**What you will do**
When you have gone through the records below, state only how many lines include the word "returns".

▽

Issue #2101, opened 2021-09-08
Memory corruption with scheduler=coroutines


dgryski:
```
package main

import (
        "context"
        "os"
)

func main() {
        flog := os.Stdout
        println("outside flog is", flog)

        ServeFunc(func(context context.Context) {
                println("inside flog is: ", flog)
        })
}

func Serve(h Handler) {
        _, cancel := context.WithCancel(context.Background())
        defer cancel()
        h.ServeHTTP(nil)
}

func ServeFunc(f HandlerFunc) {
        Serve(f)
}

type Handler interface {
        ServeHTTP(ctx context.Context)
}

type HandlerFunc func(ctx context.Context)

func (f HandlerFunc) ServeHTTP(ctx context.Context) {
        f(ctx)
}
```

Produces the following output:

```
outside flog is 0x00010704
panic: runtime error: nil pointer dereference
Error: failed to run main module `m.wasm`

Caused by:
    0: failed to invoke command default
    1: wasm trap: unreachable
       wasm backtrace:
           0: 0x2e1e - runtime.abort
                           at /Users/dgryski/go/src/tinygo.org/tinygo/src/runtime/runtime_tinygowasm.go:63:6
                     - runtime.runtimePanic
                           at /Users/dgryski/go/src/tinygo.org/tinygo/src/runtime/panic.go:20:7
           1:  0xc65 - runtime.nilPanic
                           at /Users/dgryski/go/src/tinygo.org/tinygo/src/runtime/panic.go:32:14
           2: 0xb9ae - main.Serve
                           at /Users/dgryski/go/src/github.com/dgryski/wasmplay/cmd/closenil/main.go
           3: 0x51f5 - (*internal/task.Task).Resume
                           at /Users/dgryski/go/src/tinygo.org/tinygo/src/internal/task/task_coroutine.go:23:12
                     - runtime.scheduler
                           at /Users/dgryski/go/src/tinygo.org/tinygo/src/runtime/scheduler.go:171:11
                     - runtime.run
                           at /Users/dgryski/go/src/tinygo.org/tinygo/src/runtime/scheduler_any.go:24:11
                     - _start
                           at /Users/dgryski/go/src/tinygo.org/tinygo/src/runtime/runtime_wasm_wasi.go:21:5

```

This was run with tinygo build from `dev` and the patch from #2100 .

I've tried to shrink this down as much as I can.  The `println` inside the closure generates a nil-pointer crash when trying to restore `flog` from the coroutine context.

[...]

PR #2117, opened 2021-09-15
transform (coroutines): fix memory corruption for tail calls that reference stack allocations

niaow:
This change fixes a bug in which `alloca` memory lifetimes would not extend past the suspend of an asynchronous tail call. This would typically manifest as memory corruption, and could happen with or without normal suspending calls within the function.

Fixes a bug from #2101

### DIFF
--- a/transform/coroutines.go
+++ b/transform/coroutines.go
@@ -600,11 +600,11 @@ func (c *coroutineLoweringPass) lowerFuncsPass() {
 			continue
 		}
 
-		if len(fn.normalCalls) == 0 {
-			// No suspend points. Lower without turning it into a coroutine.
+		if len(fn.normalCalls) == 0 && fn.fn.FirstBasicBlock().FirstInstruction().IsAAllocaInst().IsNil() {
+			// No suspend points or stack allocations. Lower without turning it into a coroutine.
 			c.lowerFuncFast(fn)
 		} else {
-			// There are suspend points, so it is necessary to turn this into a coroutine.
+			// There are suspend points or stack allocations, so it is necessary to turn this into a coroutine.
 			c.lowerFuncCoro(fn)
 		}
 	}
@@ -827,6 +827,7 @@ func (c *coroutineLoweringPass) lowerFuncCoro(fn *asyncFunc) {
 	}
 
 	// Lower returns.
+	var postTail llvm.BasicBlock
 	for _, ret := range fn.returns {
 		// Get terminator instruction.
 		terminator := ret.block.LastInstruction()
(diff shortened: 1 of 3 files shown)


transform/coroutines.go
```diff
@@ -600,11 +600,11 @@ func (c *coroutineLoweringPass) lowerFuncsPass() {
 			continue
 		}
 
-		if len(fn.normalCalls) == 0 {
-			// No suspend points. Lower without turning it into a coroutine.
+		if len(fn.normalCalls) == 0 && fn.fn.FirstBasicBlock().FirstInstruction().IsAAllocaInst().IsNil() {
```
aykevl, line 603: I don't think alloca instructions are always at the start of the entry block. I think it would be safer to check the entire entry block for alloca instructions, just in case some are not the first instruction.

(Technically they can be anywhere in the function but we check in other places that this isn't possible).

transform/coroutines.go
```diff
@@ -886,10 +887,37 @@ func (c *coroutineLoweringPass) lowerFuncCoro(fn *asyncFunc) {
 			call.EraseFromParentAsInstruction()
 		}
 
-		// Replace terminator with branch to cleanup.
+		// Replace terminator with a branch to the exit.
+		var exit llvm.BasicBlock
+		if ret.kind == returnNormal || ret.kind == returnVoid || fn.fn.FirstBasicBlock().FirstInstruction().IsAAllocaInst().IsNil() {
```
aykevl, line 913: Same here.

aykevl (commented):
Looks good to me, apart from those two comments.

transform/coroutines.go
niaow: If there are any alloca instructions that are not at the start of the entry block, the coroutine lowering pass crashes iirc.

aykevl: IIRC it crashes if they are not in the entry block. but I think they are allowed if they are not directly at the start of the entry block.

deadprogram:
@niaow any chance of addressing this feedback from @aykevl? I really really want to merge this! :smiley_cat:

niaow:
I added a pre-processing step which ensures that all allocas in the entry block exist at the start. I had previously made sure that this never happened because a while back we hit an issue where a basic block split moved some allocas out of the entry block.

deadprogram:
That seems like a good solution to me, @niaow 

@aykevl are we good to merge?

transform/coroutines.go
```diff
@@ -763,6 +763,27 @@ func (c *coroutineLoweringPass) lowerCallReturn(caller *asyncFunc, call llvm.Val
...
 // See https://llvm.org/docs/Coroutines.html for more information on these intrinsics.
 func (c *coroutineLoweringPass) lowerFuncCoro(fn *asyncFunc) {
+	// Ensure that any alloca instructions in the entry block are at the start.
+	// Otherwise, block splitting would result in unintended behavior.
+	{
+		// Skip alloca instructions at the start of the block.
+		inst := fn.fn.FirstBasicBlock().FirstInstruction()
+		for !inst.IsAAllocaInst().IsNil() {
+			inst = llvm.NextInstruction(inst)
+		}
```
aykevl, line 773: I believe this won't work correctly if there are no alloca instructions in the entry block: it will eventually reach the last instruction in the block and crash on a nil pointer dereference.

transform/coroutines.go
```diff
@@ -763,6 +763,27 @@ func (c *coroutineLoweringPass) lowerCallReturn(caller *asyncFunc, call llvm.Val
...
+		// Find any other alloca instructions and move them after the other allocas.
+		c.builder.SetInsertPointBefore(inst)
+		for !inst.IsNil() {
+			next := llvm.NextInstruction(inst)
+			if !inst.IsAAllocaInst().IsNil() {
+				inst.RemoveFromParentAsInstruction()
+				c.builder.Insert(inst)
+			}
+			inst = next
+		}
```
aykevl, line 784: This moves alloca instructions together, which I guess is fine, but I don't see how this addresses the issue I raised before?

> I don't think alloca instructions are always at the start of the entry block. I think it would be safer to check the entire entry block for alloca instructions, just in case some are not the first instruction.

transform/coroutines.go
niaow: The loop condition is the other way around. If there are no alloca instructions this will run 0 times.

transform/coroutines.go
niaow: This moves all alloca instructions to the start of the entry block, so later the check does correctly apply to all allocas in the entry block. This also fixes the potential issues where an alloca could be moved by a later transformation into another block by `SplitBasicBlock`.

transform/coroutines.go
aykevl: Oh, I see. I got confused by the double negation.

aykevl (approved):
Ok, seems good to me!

△

**Output of the task**
2